> [What this task involves]: Print each entry below precisely as it reads.

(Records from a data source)
* * * *
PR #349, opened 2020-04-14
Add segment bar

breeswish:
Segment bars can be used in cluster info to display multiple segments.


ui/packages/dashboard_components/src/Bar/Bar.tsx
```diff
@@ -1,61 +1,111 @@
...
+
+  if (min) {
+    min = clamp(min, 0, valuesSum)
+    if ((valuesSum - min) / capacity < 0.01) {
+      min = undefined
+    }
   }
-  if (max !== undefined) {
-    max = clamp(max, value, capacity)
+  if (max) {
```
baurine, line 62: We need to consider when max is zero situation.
* * * *
> [Result for this task]:
PR #349, opened 2020-04-14
Add segment bar

breeswish:
Segment bars can be used in cluster info to display multiple segments.


ui/packages/dashboard_components/src/Bar/Bar.tsx
```diff
@@ -1,61 +1,111 @@
...
+
+  if (min) {
+    min = clamp(min, 0, valuesSum)
+    if ((valuesSum - min) / capacity < 0.01) {
+      min = undefined
+    }
   }
-  if (max !== undefined) {
-    max = clamp(max, value, capacity)
+  if (max) {
```
baurine, line 62: We need to consider when max is zero situation.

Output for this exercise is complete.